* _WHAT YOU WILL DO_: The answer should consist of each line from the data below that includes "first".

* _INFORMATION SUPPLIED_:
^^^^^^^^

Issue #61, opened 2017-12-05
Illustrative examples for the manual


mforets:
let's create a new `examples` folder with some illustrative examples and pictures:

- [x] polygon overapproximations => iterative refinement, see #108
- [x] convex hulls
- [x] interval hulls
- [x] reachability algorithm for linear systems using zonotopes

PR #30, opened 2017-11-11
Fix approximate

mforets:
See #6.

PR #108, opened 2017-12-30
WIP - docs iterative refinement

mforets:
See #61.


schillic:
I do not understand this PR. Can you explain?

mforets:
this PR will solve add docs example for iterative refinement and is a warm up for PR #30.

the first stage (done) was to move some docstrings from the Manual to the Library section, as it is the case for the other types and method definitions.

the next step is to add a simple illustrative example of iterative refinement in 2D.

Issue #106, opened 2017-12-30
Add type parameter to overapproximate/decompose


schillic:
This is part of [this issue](https://github.com/JuliaReach/Reachability.jl/issues/24) in `Reachability.jl`.

The idea is to allow more output types than just `HPolygon`.

PR #110, opened 2017-12-30
#106 - type parameter for overapproximate/decompose

schillic:
See #106.

### DIFF
--- a/src/Approximations/2D_approximations.jl
+++ b/src/Approximations/2D_approximations.jl
@@ -1,0 +1,84 @@
+"""
+    overapproximate(S::LazySet, ::Type{HPolygon})::HPolygon
+
+Return an approximation of a given 2D convex set as a box-shaped polygon.
+
+### Input
+
+- `S` -- convex set, assumed to be two-dimensional
+- `HPolygon` for dispatch
+
+### Output
+
+A box-shaped polygon in constraint representation.
+"""
+function overapproximate(S::LazySet, ::Type{HPolygon})::HPolygon
+    @assert dim(S) == 2
+    pe, pn, pw, ps = box_bounds(S)
+    constraints = Vector{LinearConstraint{eltype(pe)}}(4)
+    constraints[1] = LinearConstraint(DIR_EAST, dot(pe, DIR_EAST))
+    constraints[2] = LinearConstraint(DIR_NORTH, dot(pn, DIR_NORTH))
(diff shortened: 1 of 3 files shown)


test/unit_decompose.jl
```diff
@@ -9,7 +9,7 @@ Y = [1.92664 1.00674 1.0731 -0.995149;
     -2.43723 0.782825 -3.99255 3.93324]
 Y = Y * CPA([BallInf([0.767292, 0.936613], 0.1), BallInf([0.734104, 0.87296], 0.1)])
 Ω0 = CH(X, Y)
-dec = Approximations.decompose(Ω0)
+dec = Approximations.decompose(Ω0, HPolygon)
```
mforets: can you make the second argument optional?

src/Approximations/2D_approximations.jl
```diff
@@ -0,0 +1,79 @@
...
+### Input
+
+- `S` -- convex set, assumed to be two-dimensional
+- `HPolygon` for dispatch
+
+### Output
+
+A box-shaped polygon in constraint representation.
+"""
+function overapproximate(S::LazySet, ::Type{HPolygon})::HPolygon
```
mforets: i don't understand, where is the second argument used?

mforets:
ok, i see. i would suggest to make this change an optional keyword argument, eg. `"type"` or `"set_type"`, being `HPolygon` the default one.

src/Approximations/2D_approximations.jl
mforets: nevermind. i think i what i wanted to suggest is defining

```julia
overapproximate(S::LazySet) = overapproximate(S::LazySet, ::Type{HPolygon})
```

schillic: > where is the second argument used?

It's only used by Julia to find the correct method.

schillic: > maybe define
> `overapproximate(S::LazySet) = overapproximate(S, HPolygon)`

Good idea, I will try.

test/unit_decompose.jl
schillic: Okay, same as below.

schillic:
I rebased with `master` and incorporated your suggestion with the default value. This also saved some changes to unit tests and plot recipes 👍

mforets:
failing checks are a Travis CI timeout => positive review

PR #112, opened 2018-01-06
tutorial on iterative refinement

mforets:


docs/src/man/iterative_refinement.md
```diff
@@ -11,61 +12,213 @@ Depth = 3
...
+addapproximation!(Ω, pw, DIR_WEST, ps, DIR_SOUTH)
+addapproximation!(Ω, ps, DIR_SOUTH, pe, DIR_EAST)
+
+plot!(Approximations.tohrep(Ω), alpha=0.2, color="orange")
+```
+
+Next we refine the first approximation of the list.
+
+```@example example_iterative_refinement
+import LazySets.Approximations.refine
```
schillic: Maybe do `import LazySets.Approximations: refine, tohrep`?

docs/src/man/iterative_refinement.md
```diff
@@ -11,61 +12,213 @@ Depth = 3
...
+p3 = plot!(p0, overapproximate(b, 0.01), alpha=0.4, aspectratio=1)
+
+plot(p1, p2, p3, layout=(1, 3))
+```
+
+We can check that the error is getting smaller with `ε` in each case:
+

^^^^^^^^

* _RESULT_:
the first stage (done) was to move some docstrings from the Manual to the Library section, as it is the case for the other types and method definitions.
+Next we refine the first approximation of the list.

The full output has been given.